Сарацини положил руку на стопку рисунков, изображающих Исмэй и стоивших Фрэнсису немалых трудов. Фрэнсис покрыл дорогую, ручной работы, бумагу цинковыми белилами, в которые подмешал коричневого болюса, чтобы придать бумаге цвет слоновой кости. На подготовленных таким образом листах бумаги он изобразил обнаженную Исмэй. Рисовал он серебряным карандашом, за который заплатил немалую сумму, и под конец наложил завершающие штрихи красной охрой.
- Я не хотел вас обмануть.
- О, меня вы не обманули… Хотя обманули бы многих.
- То есть я вообще не собирался никого обманывать. Просто хотел рисовать в подлинном стиле эпохи Возрождения.
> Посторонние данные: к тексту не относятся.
PR #369, opened 2024-04-10
fix: retry rabbitmq connections properly and retry published messages

abelanger5:
# Description

RabbitMQ sessions are not properly retried in certain cases. Messages which are published are also not retried. 

## Type of change


grutt (approved):
verified by restarting rabbitmq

- И вам это удалось. Вы восхитительно уловили их манеру. Но вот предмет ваш значительно менее удачен. Посмотрите на эту девушку: она - современная девушка. Об этом кричит каждая деталь ее тела. Она стройная, высокая для женщины, у нее длинные ноги. Это не женщина Ренессанса. Одни только ступни уже выдают ее: это не большие ноги крестьянки и не изуродованные ступни богатой женщины. Понимаете, старые мастера, когда не копировали античные статуи, рисовали женщин, каких сегодня уже не бывает. Эта девушка - посмотрите на ее груди. Она никогда не будет кормить грудью ребенка, а если и будет, то недолго. Но женщины Ренессанса кормили грудью, и тем, кто их рисовал, нравились огромные материнские вымена; стоило этим женщинам расстаться с невинностью, и они непрерывно кормили; к тридцати пяти годам их груди превращались в пустые мешки, свисающие до пояса. Их гениталии были изодраны постоянным деторождением, и, надо полагать, почти у всех был геморрой по той же причине. В ту эпоху старость приходила рано. Плоть, розовая и цветущая в восемнадцать лет, теряла упругость, и жир обвисал на костях, слишком мелких для того, чтобы его как следует поддерживать. А эта ваша девушка будет красавицей всю жизнь. И ее красоту вы запечатлели с нежностью, выдающей влюбленного… Я не претендую на дар ясновидения. Но вглядываться в картины - моя профессия. Нетрудно понять, что эта женщина - современная женщина, а отношение художника к модели всегда видно. Каждая картина заключает в себе несколько вещей: то, что видит художник, но также и его мнение об увиденном, поэтому каждая - в определенном смысле портрет самого художника. И в ваших рисунках все эти элементы присутствуют… Я вовсе не хочу сказать, что ваши рисунки плохи. Но почему вы тратите столько труда, чтобы подражать стилю эпохи Возрождения?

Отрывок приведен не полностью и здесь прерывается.